不稳定的特征，可复现的子空间：理解稀疏自编码器中的种子依赖性

摘要

稀疏自编码器（SAE）被广泛用于解释神经网络表征，但其效用取决于学习到的特征是否能在不同训练轮次间复现。我们通过特征稳定性研究这一问题：对每个SAE特征，我们评估其在独立训练的SAE中出现相似特征的概率。这一方法为每个特征提供了可扩展的信号，从而区分稳定特征与不稳定特征。在跨随机种子、模型、层、字典大小及SAE变体的大规模研究中，我们发现显著的功能不对称性：稳定特征承载了大部分与重建和预测相关的信号，而不稳定特征则具有微弱的边际影响，并且在激活统计和自动解释中主要由低频表面形式触发因素主导。从几何角度看，不稳定特征虽然个体不可复现，但却集中在可复现的低秩子空间中，这表明对种子的依赖性往往反映了共享激活空间区域内的基模糊性，而非纯粹噪声。一个受控的合成模型明确揭示了这一机制，表明低秩的真实特征可以在子空间层面被恢复，但作为跨种子的个体SAE潜变量却无法被识别。
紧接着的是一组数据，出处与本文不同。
PR #546, opened 2021-06-15
Make it possible to export cells with different number of faces/nodes

rbe051:
If you have a mix of cell types (e.g., tetrahedrons and cubes) the entries in the faces_loc will have a different sizes.
numpy tires to vstack the list. Instead we hstack the list before calling unique.

### DIFF
--- a/src/porepy/viz/exporter.py
+++ b/src/porepy/viz/exporter.py
@@ -755,7 +755,7 @@ class Exporter:
                     f_counter += 1
 
                 # collect all the nodes for the cell
-                nodes_loc = np.unique(faces_loc).astype(int)
+                nodes_loc = np.unique(np.hstack(faces_loc)).astype(int)
 
                 # define the type of cell we are currently saving
                 cell_type = "polyhedron" + str(nodes_loc.size)


keileg:
This has been on our todo list for a while. There may be a problem with polygons, which are currently (meshio < v4.4) tagged with their number of nodes - something similar will likely apply to polyhedra. For the moment, the supported meshio version is frozen, and I have postponed the PorePy upgrade necessary for now.

In this connection (note to self, mainly), it may also be appropriate to change the exporter interface so that, when the grid is known to be standard cells only (simplex or logical Cartesian), we use this format instead of going through a polygon / polyhedron. That will save a lot of time and disc space, in particular in 3d, and cover 99% of all grids that are exported.

My suggestion is that I take responsibility for this PR, see it in conjunction with the above changes, and adapt and merge when ready. Does that sound reasonable to you @rbe051?

rbe051:
Yes, please adopt this to your own changes as you find best. This PR only solved an issue when exporting general hexahedron grid (ugly cornerpoint grids)

PR #843, opened 2023-03-05
Change version of lavaplayer from 1.3.99.2 to 1.4.0

kanishkdebnath-bst:
The new version of lavaplayer adds the fix to twitch stream issue.


topi314:
that change is already on dev and waiting to be released. ref: https://github.com/freyacodes/Lavalink/pull/842

PR #846, opened 2023-03-06
Use kotlinx.serialization

DRSchlaubi:
This PR attempts to make the `protocol` module multiplatform by using [kotlinx.serialization](https://github.com/Kotlin/kotlinx.serialization) instead of jackson. these are the highlights:
- Make all classes @Serializable
- Use the Kotlin Multiplatform plugin instead of JVM for protocol
  - Don't apply the java plugin to all modules
- Bump Kotlin to 1.8.10 (we need this for generic value classes)
- Move all Lavaplayer related code into server module
- Move v3 classes to `jvmMain`
- Add KotlinxSerialization2HttpMessageConverter and add it to spring configuration


protocol/src/commonMain/kotlin/dev/arbjerg/lavalink/protocol/v4/messages.kt
```diff
@@ -0,0 +1,240 @@
...
+        val sessionId: String,
+    ) : Message {
+        constructor(
+            resumed: Boolean,
+            sessionId: String
+        ) : this(Op.Ready, resumed, sessionId)
+
+    }
+
+    @SerialName("playerEvent")
```
viztea: Did you mean `playerUpdate`?

protocol/src/commonMain/kotlin/dev/arbjerg/lavalink/protocol/v4/player.kt
```diff
@@ -0,0 +1,75 @@
...
+    val artworkUrl: String?,
+    val isrc: String?
+)
+
+@Serializable
+data class VoiceState(
+    val token: String = "",
+    val endpoint: String = "",
+    val sessionId: String = "",
+    val connected: Boolean = false,
```
viztea: `connected` and `ping` were removed.

viztea (changes requested):
brief scroll through

protocol/src/commonMain/kotlin/dev/arbjerg/lavalink/protocol/v4/messages.kt
DRSchlaubi: Good catch, however ws payloads are the only untested thing rn anyw

protocol/src/commonMain/kotlin/dev/arbjerg/lavalink/protocol/v4/player.kt
DRSchlaubi: Got it from IMPLEMENTATION.md, guess that's not up to date, will remove

settings.gradle.kts
```diff
@@ -78,6 +78,10 @@ fun VersionCatalogBuilder.common() {
     library("oshi",           "com.github.oshi",      "oshi-core").version("5.7.4")
     library("json",           "org.json",             "json").version("20180813")
 
+    library("kotlinx-serialization-json", "org.jetbrains.kotlinx", "kotlinx-serialization-json").version("1.5.0")
+    library("kotlinx-datetime", "org.jetbrains.kotlinx", "kotlinx-datetime").version("0.4.0")
+    library("ktor-http", "io.ktor", "ktor-http").version("2.2.4")
```
topi314: I don't think ktor is used anywhere rn?

protocol/src/jvmMain/kotlin/dev/arbjerg/lavalink/protocol/v4/util.kt
```diff
@@ -1,21 +1,37 @@
...
+}
+
+fun Exception.Companion.fromFriendlyException(e: FriendlyException) = Exception(
+    e.message,
+    Exception.Severity.fromFriendlyException(e.severity),
+    e.toString()
+)
+
+fun LoadResult.Companion.loadFailed(exception: FriendlyException) =
+    loadFailed(Exception.fromFriendlyException(exception))
```
topi314: let's move this into lavalink-server to remove the lavaplayer dependency

protocol/src/commonMain/kotlin/dev/arbjerg/lavalink/protocol/v4/stats.kt
```diff
@@ -0,0 +1,79 @@
...
+ * Representation of node stats.
+ *
+ * @property frameStats the frame stats of the node. null if the node has no players or when retrieved via `/v4/stats`
+ * @property players the amount of players connected to the node
+ * @property playingPlayers the amount of players playing a track
+ * @property uptime the uptime of the node in milliseconds
+ * @property memory the memory stats of the node
+ * @property cpu the cpu stats of the node
+ */
+interface Stats {
```
topi314, line 15: is there any reason for this being an interface?

protocol/src/commonMain/kotlin/dev/arbjerg/lavalink/protocol/v4/filters.kt
```diff
@@ -1,28 +1,21 @@
...
+    val equalizer: Omissible<List<Band>> = Omissible.Omitted(),
+    val karaoke: Omissible<Karaoke?> = Omissible.Omitted(),
+    val timescale: Omissible<Timescale?> = Omissible.Omitted(),
+    val tremolo: Omissible<Tremolo?> = Omissible.Omitted(),
+    val vibrato: Omissible<Vibrato?> = Omissible.Omitted(),
+    val distortion: Omissible<Distortion?> = Omissible.Omitted(),
+    val rotation: Omissible<Rotation?> = Omissible.Omitted(),
+    val channelMix: Omissible<ChannelMix?> = Omissible.Omitted(),
+    val lowPass: Omissible<LowPass?> = Omissible.Omitted(),
+    val pluginFilters: Map<String, JsonElement> = mutableMapOf()
```
topi314, line 18: as discussed with @DRSchlaubi this change might not be avoidable

protocol/src/commonMain/kotlin/dev/arbjerg/lavalink/protocol/v4/stats.kt
DRSchlaubi: There is no @JsonUnwrapped so the StatsEvent implements this as well

settings.gradle.kts
DRSchlaubi: good catch

protocol/src/commonMain/kotlin/dev/arbjerg/lavalink/protocol/v4/filters.kt
DRSchlaubi: It would be possible by making a custom serializer but imo it's not worth it, doing it like this also makes it easier for clients to implement it

LavalinkServer/src/main/java/lavalink/server/io/SocketContext.kt
```diff
@@ -253,8 +260,19 @@ class SocketContext(
 
     private inner class WsEventHandler(private val player: LavalinkPlayer) : KoeEventAdapter() {
         override fun gatewayClosed(code: Int, reason: String?, byRemote: Boolean) {
-            val event = Message.WebSocketClosedEvent(code, reason ?: "", byRemote, player.guildId.toString())
-            sendMessage(event)
+            if (version == 3) {
+                val event = Message.WebSocketClosedEvent(code, reason ?: "", byRemote, player.guildId.toString())
+                sendMessage(event)
+            } else {
+                val event = dev.arbjerg.lavalink.protocol.v4.Message.EmittedEvent.WebSocketClosedEvent(
```
topi314: should prob use an import here
I'd say we import the v3 stuff with an alias
not the v4 stuff

DRSchlaubi: we need to import sendV4Message with an alias as the "sendV3Message" is a member function of ISocketContext, hwoever I aggree we should use an alias for v3 event classes

protocol/src/commonMain/kotlin/dev/arbjerg/lavalink/protocol/v4/loadResult.kt
```diff
@@ -0,0 +1,191 @@
...
+
+    @Serializable
+    data class PlaylistLoaded private constructor(
+        override val loadType: ResultStatus,
+        override val data: Data
+    ) : LoadResult {
+        constructor(data: Data) : this(ResultStatus.PLAYLIST, data)
+
+        @Serializable
+        data class Data(
```
topi314: shouldnt this use `Playlist` here?

protocol/src/commonMain/kotlin/dev/arbjerg/lavalink/protocol/v4/loadResult.kt
```diff
@@ -0,0 +1,191 @@
...
+
+    @Serializable
+    data class TrackLoaded private constructor(
+        override val loadType: ResultStatus,
+        override val data: Data
+    ) : LoadResult {
+        constructor(data: Data) : this(ResultStatus.TRACK, data)
+
+        @Serializable
+        data class Data(
```
topi314: shouldnt this use `Track` here?

protocol/src/commonMain/kotlin/dev/arbjerg/lavalink/protocol/v4/loadResult.kt
DRSchlaubi: We can, I just did it so it is more consistent with other types

topi314: I think it would make sense so people can pass this object around in their code without issue

protocol/src/commonMain/kotlin/dev/arbjerg/lavalink/protocol/v4/loadResult.kt
```diff
@@ -0,0 +1,191 @@
...
+            val info: PlaylistInfo,
+            val pluginInfo: JsonObject?,
+            override val tracks: List<Track>
+        ) : LoadResult.Data, HasTracks
+    }
+
+    @Serializable
+    data class SearchResult private constructor(
+        override val loadType: ResultStatus,
+        override val data: Data
```
topi314, line 49: can we also just use `List<Track>` here?

DRSchlaubi: That would not implement Data

topi314: oh true lol

protocol/src/commonMain/kotlin/dev/arbjerg/lavalink/protocol/v4/loadResult.kt
```diff
@@ -0,0 +1,177 @@
...
+
+    /**
+     * Severity levels for FriendlyException
+     */
+    @Serializable
+    enum class Severity {
+        /**
+         * The cause is known and expected, indicates that there is nothing wrong with the library itself.
+         */
+        COMMON,
```
topi314, line 158: these also need the `@SerialName` annotation right?

protocol/src/commonMain/kotlin/dev/arbjerg/lavalink/protocol/v4/loadResult.kt
```diff
@@ -0,0 +1,177 @@
...
+    @SerialName("track")
+    TRACK,
+
+    @SerialName("playlist")
+    PLAYLIST,
+
+    @SerialName("searchResult")
+    SEARCH_RESULT,
+
+    @SerialName("none")
```
topi314: this should be `empty`

protocol/src/commonMain/kotlin/dev/arbjerg/lavalink/protocol/v4/loadResult.kt
```diff
@@ -0,0 +1,177 @@
...
+@Serializable
+enum class ResultStatus {
+    @SerialName("track")
+    TRACK,
+
+    @SerialName("playlist")
+    PLAYLIST,
+
+    @SerialName("searchResult")
+    SEARCH_RESULT,
```
topi314: this should be `search`

topi314:
I updated my client to the discussed & here implemented changes and it seems to be working fine

protocol/src/commonMain/kotlin/dev/arbjerg/lavalink/protocol/v4/messages.kt
```diff
@@ -0,0 +1,252 @@
...
+
+            /**
+             * Reason why a track stopped playing.
+             *
+             * @property mayStartNext Indicates whether a new track should be started on receiving this event.
+             * If this is false, either this event is already triggered because another track started (REPLACED)
+             * or because the player is stopped (STOPPED, CLEANUP).
+             */
+            @Serializable
+            enum class AudioTrackEndReason(val mayStartNext: Boolean) {
```
viztea, line 163: Enum members are serialized with different names. Refer to v4 IMPLEMENTATION.md

protocol/src/commonMain/kotlin/dev/arbjerg/lavalink/protocol/v4/loadResult.kt
```diff
@@ -0,0 +1,180 @@
...
+@Serializable
+enum class ResultStatus {
+    @SerialName("track")
+    TRACK,
+
+    @SerialName("playlist")
+    PLAYLIST,
+
+    @SerialName("search")
+    SEARCH_RESULT,
```
viztea: Maybe rename this enum member to `SEARCH`?

protocol/src/commonMain/kotlin/dev/arbjerg/lavalink/protocol/v4/player.kt
```diff
@@ -0,0 +1,73 @@
...
+    val position: Long,
+    val title: String,
+    val uri: String?,
+    val sourceName: String,
+    val artworkUrl: String?,
+    val isrc: String?
+)
+
+@Serializable
+data class VoiceState(
```
topi314, line 45: they are marked as not optional in the spec

viztea (approved):

Drapersniper:
The Track search response is currently broken.

```json
{
	"loadType": "search",
	"data": {
		"tracks": []
	}
}
```
is what's being returned when it should be 

```json
{
	"loadType": "search",
	"data": []
}
```

DRSchlaubi:
> The Track search response is currently broken.
> 
> ```json
> {
> 	"loadType": "search",
> 	"data": {
> 		"tracks": []
> 	}
> }
> ```
> 
> is what's being returned when it should be
> 
> ```json
> {
> 	"loadType": "search",
> 	"data": []
> }
> ```

fixed

build.gradle.kts
```diff
@@ -54,15 +51,17 @@ subprojects {
...
+    Grgit.open(mapOf("currentDir" to project.rootDir)).use { git ->
+        val headTag = git.tag
+            .list()
+            .find { it.commit.id == git.head().id }
 
-    val clean = git.status().isClean || System.getenv("CI") != null
-    if (!clean) {
-        println("Git state is dirty, setting version as snapshot.")
-    }
+        val clean = git.status().isClean || System.getenv("CI") == null
```
topi314:
```suggestion
        val clean = git.status().isClean || System.getenv("CI") != null
```

topi314 (changes requested):

build.gradle.kts
topi314: not sure why this was changed

PR #853, opened 2023-03-14
Do not register Mixer/Beam source manager

TheEssem:
Mixer was shut down in 2020, making this source manager useless.


ooliver1 (commented):
Does the config example need updating?

TheEssem:
> Does the config example need updating?

No, that was taken care of in 620bd16d91cdd71e70e888966b99a2c5ac706f5d.

topi314:
ty

PR #857, opened 2023-03-28
Rename application.yml.example to application.yml

RUTUJEKWIELKI:


topi314:
No I don't want my `application.yml` for development checked into git

PR #860, opened 2023-04-04
Lavalink.kt supports rest api since 4.0.0

DRSchlaubi:
https://github.com/DRSchlaubi/Lavalink.kt/releases/tag/4.0.0


topi314:
feel free to target the `v4` branch instead

DRSchlaubi:
Lavalink.kt 4.0.0 doesn't target Lavalink v4 it targets v3 and therefore that doesn't make a lot of sense

topi314:
ahh nvm then

PR #865, opened 2023-04-17
use lavadsp fork with darwin arm stuff fixed

topi314:
current lavadsp does not work on the new m1 macs. Since lavadsp is archived again I forked it &  monkey patched it to not use avx2 natives on m1 macs. This resolves the issue.

to note:
I removed freedsb support which isn't supported by lavaplayer anyway and therefore not needed

### DIFF
--- a/build.gradle.kts
+++ b/build.gradle.kts
@@ -28,6 +28,7 @@ allprojects {
         mavenCentral() // main maven repo
         mavenLocal()   // useful for developing
         maven("https://m2.dv8tion.net/releases")
+        maven("https://maven.topi.wtf/releases")
         jcenter()
         maven("https://jitpack.io") // build projects directly from GitHub
     }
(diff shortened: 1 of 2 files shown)


duncte123:
Please don't remove musl, I use that stuff

topi314:
Lavaplayer doesn't ship with musl natives right
How does that work 🤔

duncte123:
> Lavaplayer doesn't ship with musl natives right How does that work 🤔

I put the natives in my own resources folder at the correct path and it overrides the lavaplayer ones

topi314:
Aaaaaaaa

topi314:
alright this should have working musl support now, feel free to give it a test @duncte123

duncte123:
> alright this should have working musl support now, feel free to give it a test @duncte123

Crash while using filters https://cdn.discordapp.com/attachments/1082305147042013256/1100327677883326494/hs_err_pid1.log

topi314:
@duncte123 I think there was a misunderstanding
We just readded musl support for lavadsp, but not added musl support for lavaplayer. That would mean you need to run the jar with your beautiful dockerfile setup

I have tested it with a jar based on the x86-64 musl libconnector.so you also use

duncte123:
@TopiSenpai that works for me

topi314:
Are you able to give it another test before we consider merging this?

topi314:
closing this in favour of https://github.com/lavalink-devs/Lavalink/pull/878

PR #898, opened 2023-06-29
release v3.7.6

topi314:
## What's Changed
* Update Lavaplayer to [`1.4.1`](https://github.com/Walkyst/lavaplayer-fork/releases/tag/1.4.1) & [`1.4.2`](https://github.com/Walkyst/lavaplayer-fork/releases/tag/1.4.2)
* New support for `MUSL` based systems (most notably `alpine`)
* New `alpine` docker image variant (use `-alpine` suffix)


LavalinkServer/docker/Dockerfile.alpine
freyacodes, line 1: It seems to be convention that this file should be called alpine.Dockerfile. E.g. https://docs.docker.com/compose/compose-file/build/#illustrative-example

topi314: good catch

freyacodes (approved):

PR #914, opened 2023-07-11
Update v4 clients list adding Coglink

ThePedroo:


freyacodes (approved):

topi314:
Not sure why you removed your client from v3.7 support list

PR #940, opened 2023-08-09
Fixed typo in README.md

Fyphen1223:


Fyphen1223:
This will be temp fix @topi314

topi314:
neither does that link resolve to anything & I'm gonna wait for github to fix this
https://github.com/Fyphen1223/Lavalink/tree/lavalink-devs/CHANGELOG.md

Fyphen1223:
I changed link and that should work, and this will be temp fix

topi314:
it does not work, nor do I want a temp fix

Fyphen1223:
k
sry to be annoying

Fyphen1223:
but let me just say this
https://github.com/lavalink-devs/Lavalink/blob/master/CHANGELOG.md#400-beta1
this link is ok right?

topi314:
that link would indeed work

Fyphen1223:
and MD link is this

topi314:
but linking to a static branch is just stupid, github should just fix it

Fyphen1223:
why only this link is not working

like testbot is working properly
plugins.md is ok

topi314:
I recommend asking github support

Fyphen1223:
um that's true enough

PR #970, opened 2023-10-11
Add region balancing note to JLC

duncte123:


topi314 (commented):
I think this is a bit too specific (and long)
This should be a broad overview and nothing more
You are welcome to list all features in the clients README and even compare to other libraries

最后，通过汇集跨种子的独特特征，我们构建了更稳定的SAE，同时在此设置下保留了已解释方差。这些结果共同表明，不稳定特征并非仅仅是失败或噪声潜变量：它们个体功能影响微弱，但反映了可复现的低维结构，而标准SAE在不同的种子下以不同方式解析这些结构。

English

Sparse autoencoders (SAEs) are widely used to interpret neural network representations, but their utility depends on whether the learned features are reproducible across training runs. We study this question through feature stability: for each SAE feature, we estimate the probability that a similar feature reappears in an independently trained SAE. This yields a scalable per-feature signal that separates stable from unstable features. In a large-scale study across seeds, models, layers, dictionary sizes, and SAE variants, we find a pronounced functional asymmetry: stable features carry most of the reconstruction- and prediction-relevant signal, while unstable features have weak marginal impact and are dominated by low-frequency surface-form triggers in both activation statistics and automatic explanations. Geometrically, unstable features are individually non-reproducible but concentrate in reproducible lower-rank subspaces, suggesting that seed dependence often reflects basis ambiguity within a shared region of activation space rather than pure noise. A controlled synthetic model makes this mechanism explicit, showing that low-rank ground-truth features can be recovered at the subspace level while remaining non-identifiable as individual SAE latents across seeds. Finally, by pooling unique cross-seed features, we construct more stable SAEs while preserving explained variance in this setting. Together, these results show that unstable features are not merely failed or noisy latents: they have weak individual functional impact, but reflect reproducible low-dimensional structure that standard SAEs resolve differently across seeds.